*Data for this exercise:*
=== Section Start ===
PR #5056, opened 2024-10-07
[FIX] side_panel: align font weight with other side panels

dhrp-odoo:
## Description:

The font weight of this side panel was previously inconsistent with other side panels. This commit ensures that the font weight is now uniform across all side panels.

Task: [4194259](https://www.odoo.com/web#id=4194259&action=333&active_id=2328&model=project.task&view_type=form&cids=1&menu_id=4720)

## review checklist

- [ ] exportable in excel
- [ ] unit tested
- [ ] clean commented code
- [ ] track breaking changes

### DIFF
--- a/src/components/side_panel/custom_currency/custom_currency.xml
+++ b/src/components/side_panel/custom_currency/custom_currency.xml
@@ -62,7 +62,7 @@
           <table>
             <t t-foreach="getFormatExamples()" t-as="example" t-key="example_index">
               <tr>
-                <td class="pe-3 fw-bolder" t-esc="example.label"/>
+                <td class="pe-3 o-fw-bold" t-esc="example.label"/>
                 <td t-esc="example.value"/>
               </tr>
             </t>
--- a/src/components/side_panel/components/collapsible/side_panel_collapsible.ts
+++ b/src/components/side_panel/components/collapsible/side_panel_collapsible.ts
@@ -4,7 +4,6 @@ import { css } from "../../../helpers";
 css/* scss */ `
   .o_side_panel_collapsible_title {
     font-size: 16px;
-    font-weight: bold;
     cursor: pointer;
     padding: 6px 0px 6px 6px !important;
 
--- a/src/components/side_panel/components/collapsible/side_panel_collapsible.xml
+++ b/src/components/side_panel/components/collapsible/side_panel_collapsible.xml
@@ -1,7 +1,7 @@
 <templates>
   <t t-name="o-spreadsheet-SidePanelCollapsible">
     <div class="" t-att-class="props.class">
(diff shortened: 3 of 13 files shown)


src/components/side_panel/custom_currency/custom_currency.xml
```diff
@@ -62,7 +62,7 @@
           <table>
             <t t-foreach="getFormatExamples()" t-as="example" t-key="example_index">
               <tr>
-                <td class="pe-3 fw-bolder" t-esc="example.label"/>
+                <td class="pe-3 fw-semibold" t-esc="example.label"/>
```
hokolomopo, line 65: I think I would avoid bootstrap classes altogether. If I was correct when writing the spec, some bootstrap classes had different font weight in odoo and in o-spreadsheet. Maybe `fw-medium` and `fw-semibold` don't have the same issue, but there's no garantee that is stay as it.

I think I would create a new class `o-fw-bold` and apply it everywhere. The class could use a constant common with `o_side_panel_collapsible_title` and `o-sidePanel-title` so we are sure to have the same font wight everywhere.

What do you think ?

dhrp-odoo: Yes, in Odoo, fw-bold applies a weight of 500, while in o-spreadsheet, it's set to 700.

If I understand correctly, Need to create a single class with a weight of 500 and then use that variable for elements like `o-sidePanelTitle`, `o_side_panel_collapsible_title`, `o-section-title`, `o-section-subtitle` ...

hokolomopo: Yeah I think the simplest if to create a constant `PANEL_BOLD_FONT_WEGHT` or something that would be used inside the CSS definition of `o-sidePanelTitle` and the other. For where we used bootstrap before and don't have a specific CSS class, I would create a `o-fw-bold` CSS class that use the font weight constant

rrahir: SInce you use o-fw-bold pretty much everywhere, I would add the class explicitely where it's required instead of adding a font-weight rule to the existing classes (like for `.o_side_panel_collapsible_title`)

dhrp-odoo: Changes made!

I believe we should maintain the font-weight rule for classes like `o-section-title` and `o-section-subtitle`, as they are used in multiple places and require consistent font weight throughout. What do you think?

hokolomopo: I 100% agree with @dhrp-odoo , I really don't want to have to copy/paste 5 different classes every time I want to create a `o-section-subtitle`

hokolomopo:
@robodoo r+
=== Section End ===
*Exercise directions:* The line containing "The font weight of" marks the end: copy exactly every line from the top of the data above down to it, that line included.

*Reply to the exercise:*
PR #5056, opened 2024-10-07
[FIX] side_panel: align font weight with other side panels

dhrp-odoo:
## Description:

The font weight of this side panel was previously inconsistent with other side panels. This commit ensures that the font weight is now uniform across all side panels.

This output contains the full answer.